Neil Camilleri Friday, 6 May 2016, 17:00 Last update: about 9 years ago

A court has turned down a request for the immediate release of a man serving one and a half years in prison over drug offences who claims that his arrest and imprisonment was illegal.

Trevor Bonnici, 40, had been found guilty by a magistrate’s court and the judgement was later confirmed on appeal. But Mr Bonnici’s lawyers, Jason Azzopardi and Julian Farrugia, argue that the man should have never been found guilty because the only incriminating evidence was a statement he had released without the assistance of a lawyer. This, they say, was in breach of his fundamental rights.

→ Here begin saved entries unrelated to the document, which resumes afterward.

PR #709, opened 2020-07-17
Fix lit analyzer errors

AllanKerr:
# Changes
The two culprits were `no-unknown-attribute` and `no-incompatible-type-binding`.
- `no-unknown-attribute` errored because we marked attributes as `@ignore` so they wouldn't be documented but apparently Lit Analyzer doesn't like that because it also then thinks they don't exist.
- `no-incompatible-type-binding` errored because we're passing values Lit Analyzer thinks are strings into what is effectively an enum type. Having to add comment types in these cases feels pretty bad so not sure if anyone has any thoughts on disabling this rule.

### DIFF
--- a/components/inputs/input-time-range.js
+++ b/components/inputs/input-time-range.js
@@ -103,6 +103,11 @@ class InputTimeRange extends RtlMixin(LocalizeCoreElement(LitElement)) {
 	render() {
 		const startLabel = this.startLabel ? this.startLabel : this.localize('components.input-time-range.startTime');
 		const endLabel = this.endLabel ? this.endLabel : this.localize('components.input-time-range.endTime');
+
+		/**
+		 * @type {'five'|'ten'|'fifteen'|'twenty'|'thirty'|'sixty'}
+		 */
+		const timeInterval = this.timeInterval;
 		return html`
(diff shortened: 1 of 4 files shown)


components/inputs/input-time-range.js
```diff
@@ -103,6 +103,11 @@ class InputTimeRange extends RtlMixin(LocalizeCoreElement(LitElement)) {
 	render() {
 		const startLabel = this.startLabel ? this.startLabel : this.localize('components.input-time-range.startTime');
 		const endLabel = this.endLabel ? this.endLabel : this.localize('components.input-time-range.endTime');
+
+		/**
+		 * @type {'five'|'ten'|'fifteen'|'twenty'|'thirty'|'sixty'}
+		 */
```
dlockhart, line 109: Yeah in other places I've created something like a `_getTimeInterval()` that has a `switch` statement and that seems to work as well. Lots of code for no reason though.

zinabat:
I would be pro turning off `no-incompatible-type-binding` because it's also the reason we are now forced to use `boolean-attribute="true"` instead of the more succinct `boolean-attribute`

Mr Bonnici had released the statement in 2004 but was only sentenced in February 2015. The sentence was confirmed in December of the same year. In January Mr Bonnici filed a judicial protest but the Attorney General’s Office has not yet replied.

Dr Azzopardi and Dr Farrugia filed a court application today – the first time that a habeas corpus (illegal arrest) challenge was issued by a person who is already serving a jail sentence.

They quoted a recent ruling by the European Court of Human Rights which found that another man, Mario Borg, had had his rights breached. Mr Borg, who was also jailed on drug trafficking charges on the strength of a statement he had made without the assistance of a lawyer, was awarded €3,500 in compensation. He is, however, still serving his prison sentence since the ECHR does not revoke jail sentences handed down by national courts and can only provide a remedy.

Dr Azzopardi said the ECHR sentence had put Malta to shame. The Maltese courts, he said, had completely disregarded that sentence, which made it clear that Mr Borg had had his fundamental rights breached.

Lawyer Giannella Camilleri Busuttil, for the Attorney General, argued that proper procedure was followed in 2004 since the right for legal assistance had not yet come into force at the time. She said the same arguments being made by the defence today had been rejected by both the magistrate’s and the appeals courts. The sentence was valid and the defence’s request was frivolous, she said.

In a decree this afternoon, Magistrate Ian Farrugia said he could not free Mr Bonnici from prison since he was not presiding over a constitutional court. The case is now expected to be taken up to constitutional level.

In the meantime, Mario Borg, through his lawyers Franco Debono, Amadeus Cachia and David Camilleri, has filed a constitutional application requesting the court to declare that his rights were breached, as declared by the ECHR. The application also calls for his sentence to be revoked or for a retrial.